Content starts

PR #1670, opened 2018-05-12
allow external link _target

jamiesmith:
I like to have external links have the option to open in a new tab.  This allows users to specify that.

### DIFF
--- a/_includes/masthead.html
+++ b/_includes/masthead.html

Content ends

Count how many lines of the entries contain the word "masthead", and respond with that count only.

2